Значит ли это, что романы Толстого «лучше», чем Диккенса? Истина в том, что абсурдно делать такие сравнения в терминах «лучше» и «хуже». Доведись мне сравнивать Толстого с Диккенсом, я бы сказал: притягательность Толстого во времени будет расти и шириться, Диккенс же за пределами англоязычной культуры едва доступен; с другой стороны, Диккенс способен доходить до простых людей, а Толстой — нет. Герои Толстого могут раздвигать границы, диккенсовских можно изобразить на сигаретной пачке. Только ни для кого нет обязательности выбора между ними, как никто не обязан выбирать между сосиской и розой. Целевые назначения их едва ли сходятся в какой-нибудь точке.
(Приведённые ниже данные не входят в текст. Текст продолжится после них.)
PR #2, opened 2021-07-09
Composer init

kpodsiad:
Implementation of [compose phase](https://yaml.org/spec/1.2/spec.html#id2762107).  
The composer task is to produce a node graph (think of it as a JSON AST) from a stream of events. At now it's a very straightforward implementation that doesn't take into account any metadata information (because Tokens don't have it too), but this will change with improvements of the parser stage.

Будь Диккенс просто комическим писателем, скорее всего, в наши дни никто не помнил бы его имени. В лучшем случае, выжили бы несколько его книг, что-нибудь в духе таких писаний, как «Фрэнк Фарлей», «Мистер Вердант Грин», «Выволочки мужу по методу миссис Кодль» — как подобие похмелья викторианской атмосферы, эдакое приятное легкое дуновение аромата устриц и крепкого портера. Кто порой не испытывал «сожаления» оттого, что Диккенс забросил жилу «Пиквика» ради разработок вроде «Крошки Доррит» или «Тяжелых времен»? От популярного писателя всегда хотят, чтобы он писал понравившуюся публике книгу снова и снова, при этом забывают, что человек, который написал бы одну и ту же книгу дважды, не способен написать ее и единожды. Любой писатель, если он только напрочь не лишен жизни, движется по своеобразной параболе, нисходящая часть которой подразумевается, заложена в восходящей. Джойсу пришлось начать бесстрастной мастеровитостью «Дублинцев», а закончить на языке грез «Пробуждения Финнегана», однако «Улисс» и «Портрет художника» — участки той же траектории. В сферу искусства, для которой он и впрямь не очень подходил, Диккенса выдвинуло то, что одновременно стало причиной нашей памяти о нем, простой факт, что он был моралистом, осознание, что ему «есть что сказать». Он все время читал проповедь — и это последняя тайна его изобретательности. Способность творить появляется лишь тогда, когда развита способность обеспокоиться. Литературному поденщику, ищущему, над чем бы позабавиться, не создать характеров вроде Сквиерса и Микобера. За шуткой, достойной смеха, всегда стоит идея, как правило, идея подрывная. Диккенс мог забавляться с упоением, потому что он восставал против власти, а для желающего высмеять ее власть всегда под боком. Так что местечко для еще одного пирожного с кремом всегда найдется.